Thanks jared.m for the note about domains. It didn’t seem wise to be announcing a domain that is currently in the middle of being secured and not quite working (it’s a database server, not a web host) The databases themselves are also secured and encrypted, but just the same. But I understand what you’re trying to communicate.

Regarding chain.pem, I suspect you’re honing in on where the problem is.

This thread (Filemaker Server on Mac OS X) had a helpful link in it (http://bluefeathergroup.com/blog/lets-encrypt-ssl-certificates-for-filemaker-server-for-mac/). Based on that I ended up testing the GetSSL.sh script, which seems to have resolved the issue.

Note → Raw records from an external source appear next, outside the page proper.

PR #296, opened 2024-11-19
Race condition with RHEL9 Podman version, Whitelists, Thresholds

Karm:
There is a combination of Podman version and Java version where this piece of code hangs indefinitely:

```java
final URLConnection c = new URL(url).openConnection();
c.setRequestProperty("Accept", "*/*");
c.setConnectTimeout(500);
try (Scanner scanner = new Scanner(c.getInputStream(), StandardCharsets.UTF_8)) {
                                    ^^^^^^^^^^^^^^^^^
   scanner.useDelimiter("\\A");
   webPage = scanner.hasNext() ? scanner.next() : "";
}
```

on Scanner trying to read the input stream.  It seems that what used to be rather simple:

    a) an exception is thrown, because Quarkus is not yet ready
    b) a request response is populated in the buffer and read

is now more convoluted with some third state 

    c) no exception is thrown, but the buffer is not populated, Scanner hangs

I included a check for word `started` in the container log and that seems to alleviate this situation.

### DIFF
--- a/apps/quarkus-spöklik-encoding/threshold.conf
+++ b/apps/quarkus-spöklik-encoding/threshold.conf
@@ -20,4 +20,7 @@ linux.container.time.to.first.ok.request.threshold.ms=1500
 linux.container.RSS.threshold.kB=55000
 @IfQuarkusVersion(min ="3.7.0")
 linux.container.executable.size.threshold.kB=51313
-
+@IfQuarkusVersion(min ="3.8.6")
+linux.container.executable.size.threshold.kB=51991
+@IfQuarkusVersion(min ="3.15.1")
+linux.container.executable.size.threshold.kB=52860
--- a/testsuite/src/it/java/org/graalvm/tests/integration/RuntimesSmokeTest.java
+++ b/testsuite/src/it/java/org/graalvm/tests/integration/RuntimesSmokeTest.java
@@ -42,6 +42,7 @@ import java.nio.file.Path;
 import java.nio.file.Paths;
 import java.util.List;
 import java.util.Map;
+import java.util.concurrent.TimeUnit;
 import java.util.regex.Pattern;
 
 import static org.graalvm.tests.integration.utils.Commands.QUARKUS_VERSION;
@@ -59,6 +60,7 @@ import static org.graalvm.tests.integration.utils.Commands.removeContainer;
 import static org.graalvm.tests.integration.utils.Commands.runCommand;
 import static org.graalvm.tests.integration.utils.Commands.stopAllRunningContainers;
 import static org.graalvm.tests.integration.utils.Commands.stopRunningContainer;
+import static org.graalvm.tests.integration.utils.Commands.waitForContainerLogToMatch;
 import static org.graalvm.tests.integration.utils.Commands.waitForTcpClosed;
 
 /**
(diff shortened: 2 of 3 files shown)


Karm:
Internal CI is happy too. No more hangs across crun/podman versions.

testsuite/src/it/java/org/graalvm/tests/integration/RuntimesSmokeTest.java
```diff
@@ -106,6 +108,10 @@ public void testRuntime(TestInfo testInfo, Apps app, Map<String, String> switchR
             Logs.appendln(report, appDir.getAbsolutePath());
             Logs.appendlnSection(report, String.join(" ", cmd));
 
+            if (app.runtimeContainer != ContainerNames.NONE) {
+                waitForContainerLogToMatch(app.runtimeContainer.name, Pattern.compile(".*started.*"), 5, 1, TimeUnit.SECONDS);
```
zakkak, line 112: That makes sense. Do you think lowering the timeout and sleep time would be problematic? Waiting 5 seconds to timeout seems quite long to me, as well as waiting a whole second to retry.

apps/quarkus-spöklik-encoding/threshold.conf
```diff
@@ -20,4 +20,7 @@ linux.container.time.to.first.ok.request.threshold.ms=1500
 linux.container.RSS.threshold.kB=55000
 @IfQuarkusVersion(min ="3.7.0")
 linux.container.executable.size.threshold.kB=51313
-
+@IfQuarkusVersion(min ="3.8.6")
+linux.container.executable.size.threshold.kB=51991
+@IfQuarkusVersion(min ="3.15.1")
+linux.container.executable.size.threshold.kB=52860
```
zakkak, line 26: How are these related to the issue at hand?

testsuite/src/it/java/org/graalvm/tests/integration/utils/WhitelistLogLines.java
```diff
@@ -65,8 +65,19 @@ public Pattern[] get(boolean inContainer) {
...
                     Pattern.compile(".*Please ignore if you don't have images in an authenticated registry.*"),
+                    // Common new Q versions
+                    Pattern.compile(".*io.quarkus.narayana.jta.runtime.graal.DisableLoggingFeature.*"),
+                    // Podman / Docker extension incompatibilities with Podman versions
+                    Pattern.compile(".*Database JDBC URL \\[undefined/unknown\\].*"),
+                    Pattern.compile(".*Database driver: undefined/unknown.*"),
+                    Pattern.compile(".*Autocommit mode: undefined/unknown.*"),
+                    Pattern.compile(".*Minimum pool size: undefined/unknown.*"),
+                    Pattern.compile(".*Isolation level: <unknown>.*"),
+                    Pattern.compile(".*Maximum pool size: undefined/unknown.*"),
```
zakkak, line 80: It feels like you are doing more things than advertised in this PR. Could you please update the PR title/description to reflect these changes as well?

zakkak (changes requested):

apps/quarkus-spöklik-encoding/threshold.conf
Karm: Totally unrelated, I was just stabilizing the run as I was testing it. Gonna amend the PR to note it.

zakkak (approved):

GetSSL.sh seems to import the fullchain.pem to the certificate whereas I did the cert.pem when trying to do manually.

What I’m not seeing with the GetSSL.sh approach is its making use of the .well-known/acme-challenge files. How’s that?


#13

The GetSSL.sh script passes /Library/FileMaker Server/HTTPServer/htdocs to Certbot as the webroot, and Certbot writes to .well-known/acme-challenge/ within the htdocs direcetory.

It’s very easy to figure out what the domain is from the certificate expiry time, which is in one of the screenshots.


#14

It’s very easy to figure out what the domain is from the certificate expiry time, which is in one of the screenshots.

My prospects of achieving ace security genius status are not looking good at this point.


#15

Could it be sending something different when SNI is used?


#16

Good point, but I think @ovunque had already solved the chain problem by the time I checked


#17

_az The GetSSL.sh script passes /Library/FileMaker Server/HTTPServer/htdocs to Certbot as the webroot, and Certbot writes to .well-known/acme-challenge/ within the htdocs direcetory.

Thanks for that.


#18

This topic was automatically closed 30 days after the last reply. New replies are no longer allowed.